§ Task goal
Reproduce the records below exactly, but only between the lines holding "Fix #19687 - Correct" and "Thank you! i", inclusive.

§ Information shown
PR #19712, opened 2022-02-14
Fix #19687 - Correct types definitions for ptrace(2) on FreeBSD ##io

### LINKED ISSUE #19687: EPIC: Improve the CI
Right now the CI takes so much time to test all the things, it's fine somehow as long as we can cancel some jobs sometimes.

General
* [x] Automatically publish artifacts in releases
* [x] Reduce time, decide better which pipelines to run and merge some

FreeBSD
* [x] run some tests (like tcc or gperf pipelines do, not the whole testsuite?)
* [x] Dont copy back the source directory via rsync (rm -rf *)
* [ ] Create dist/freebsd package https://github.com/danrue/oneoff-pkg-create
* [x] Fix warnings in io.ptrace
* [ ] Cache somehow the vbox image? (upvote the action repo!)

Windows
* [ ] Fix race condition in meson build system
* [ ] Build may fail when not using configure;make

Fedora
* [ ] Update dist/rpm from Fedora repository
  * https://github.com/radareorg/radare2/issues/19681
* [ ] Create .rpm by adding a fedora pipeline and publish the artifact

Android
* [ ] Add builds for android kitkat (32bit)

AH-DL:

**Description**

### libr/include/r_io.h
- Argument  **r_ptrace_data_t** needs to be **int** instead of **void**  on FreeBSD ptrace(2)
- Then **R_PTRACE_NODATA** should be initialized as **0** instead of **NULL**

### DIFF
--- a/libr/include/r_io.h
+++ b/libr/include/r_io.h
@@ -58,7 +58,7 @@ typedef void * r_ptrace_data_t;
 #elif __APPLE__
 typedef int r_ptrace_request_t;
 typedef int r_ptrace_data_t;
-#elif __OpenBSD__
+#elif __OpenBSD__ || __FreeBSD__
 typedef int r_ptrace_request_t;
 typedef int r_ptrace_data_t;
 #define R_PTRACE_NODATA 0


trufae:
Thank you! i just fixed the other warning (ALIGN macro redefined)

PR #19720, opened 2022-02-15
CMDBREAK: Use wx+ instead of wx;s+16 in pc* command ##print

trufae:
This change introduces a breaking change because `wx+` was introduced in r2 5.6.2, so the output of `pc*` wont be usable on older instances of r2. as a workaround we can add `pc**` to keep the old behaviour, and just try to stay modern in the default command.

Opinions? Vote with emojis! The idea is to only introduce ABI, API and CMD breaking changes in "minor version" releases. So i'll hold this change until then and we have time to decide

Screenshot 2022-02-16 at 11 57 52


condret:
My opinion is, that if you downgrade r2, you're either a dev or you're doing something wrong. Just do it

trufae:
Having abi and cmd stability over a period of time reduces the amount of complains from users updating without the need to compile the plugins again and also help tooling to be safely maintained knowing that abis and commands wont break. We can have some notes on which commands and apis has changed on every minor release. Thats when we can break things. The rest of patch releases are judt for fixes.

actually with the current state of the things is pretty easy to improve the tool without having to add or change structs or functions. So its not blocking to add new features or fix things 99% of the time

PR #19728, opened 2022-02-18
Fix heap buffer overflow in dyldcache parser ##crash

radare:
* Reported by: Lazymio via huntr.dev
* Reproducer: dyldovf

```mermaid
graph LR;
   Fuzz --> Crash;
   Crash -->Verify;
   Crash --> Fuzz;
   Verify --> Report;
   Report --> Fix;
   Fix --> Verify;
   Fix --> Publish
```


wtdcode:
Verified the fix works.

§ Task result
Fix #19687 - Correct types definitions for ptrace(2) on FreeBSD ##io

### LINKED ISSUE #19687: EPIC: Improve the CI
Right now the CI takes so much time to test all the things, it's fine somehow as long as we can cancel some jobs sometimes.

General
* [x] Automatically publish artifacts in releases
* [x] Reduce time, decide better which pipelines to run and merge some

FreeBSD
* [x] run some tests (like tcc or gperf pipelines do, not the whole testsuite?)
* [x] Dont copy back the source directory via rsync (rm -rf *)
* [ ] Create dist/freebsd package https://github.com/danrue/oneoff-pkg-create
* [x] Fix warnings in io.ptrace
* [ ] Cache somehow the vbox image? (upvote the action repo!)

Windows
* [ ] Fix race condition in meson build system
* [ ] Build may fail when not using configure;make

Fedora
* [ ] Update dist/rpm from Fedora repository
  * https://github.com/radareorg/radare2/issues/19681
* [ ] Create .rpm by adding a fedora pipeline and publish the artifact

Android
* [ ] Add builds for android kitkat (32bit)

AH-DL:

**Description**

### libr/include/r_io.h
- Argument  **r_ptrace_data_t** needs to be **int** instead of **void**  on FreeBSD ptrace(2)
- Then **R_PTRACE_NODATA** should be initialized as **0** instead of **NULL**

### DIFF
--- a/libr/include/r_io.h
+++ b/libr/include/r_io.h
@@ -58,7 +58,7 @@ typedef void * r_ptrace_data_t;
 #elif __APPLE__
 typedef int r_ptrace_request_t;
 typedef int r_ptrace_data_t;
-#elif __OpenBSD__
+#elif __OpenBSD__ || __FreeBSD__
 typedef int r_ptrace_request_t;
 typedef int r_ptrace_data_t;
 #define R_PTRACE_NODATA 0


trufae:
Thank you! i just fixed the other warning (ALIGN macro redefined)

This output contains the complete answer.